Lenovo of China Moves Up in the Computer World with IBM Purchase
I'm Gwen Outen with the VOA Special English ECONOMICS REPORT.
Next year, if all goes as planned, the largest maker of personal computers in Asia will become the third largest in the world.
Lenovo Group Limited of China is buying the personal computer business of the American company I.B.M. International Business Machines brought millions of people their first P.C.'s. Now it is getting out of the business of selling them. Aggressive competition in the industry has cut the profit in sales.
The deal is worth one thousand seven hundred fifty million dollars. This includes five hundred million dollars in debt that Lenovo will take over from I.B.M. Lenovo will be third in worldwide sales behind the American companies Dell and Hewlett-Packard.
Ten thousand I.B.M. employees will go to work for Lenovo. The American company already has thousands of employees in China. I.B.M. will hold a nineteen percent share in Lenovo. And I.B.M. will continue to offer services, the most profitable part of its personal computer business.
I.B.M. helped create the market for personal computers in nineteen eighty-one with a machine that became very popular. The computer used an operating system made by a small company, Microsoft. Another small company provided the microprocessor, the brains of a computer. That was Intel. Intel and Microsoft grew highly profitable.
But soon, less costly computers appeared. I.B.M. saw its market share shrink. In the end, it stopped making its personal computers itself.
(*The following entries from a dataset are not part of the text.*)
PR #2035, opened 2024-05-28
Fix Ruby head matcher

reeganviljoen:
Fix Ruby Main in Ci

when using `assert_match` and a string is represented in the regexp pattern with two different opening/closing quotes(`')

The error in Ruby main before the fix
```
Expected /undefined method `render_component'/ to match # encoding: US-ASCII
#    valid: true
"undefined method 'render_component' for an instance of #<Class:0x0000000111930960>".
```

we do not have Ruby main in Ci so it would be beneficial for reviewers to run the test suite against ruby head locally until it becomes a part of CI


reeganviljoen:
@boardfish I know you are working on more support for ruby 3.4 thats upcoming, can you take a look at this

docs/CHANGELOG.md
```diff
@@ -18,6 +18,10 @@ nav_order: 5
 
     *Reegan Viljoen*
 
+* Fixed ruby head matcher issue
```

The Gartner research group estimates that I.B.M. had a five percent share of the world P.C. market this year. Lenovo had two percent. But it controls one-fourth of the Chinese market, the largest in Asia. Lenovo was formerly known as Legend Computer. Members of the Chinese Academy of Sciences began the company in nineteen eighty-four.
Chinese companies are moving to expand their international business holdings. This purchase is one of the biggest yet. Lenovo will be able to use the I.B.M. name for five years.
Lenovo will have the headquarters of its personal computer business in New York, with operations in Beijing and Raleigh, North Carolina. Stephen Ward will be the chief executive officer and Yang Yuanqing will be the chairman. Officials expect the deal to be made final by the middle of next year.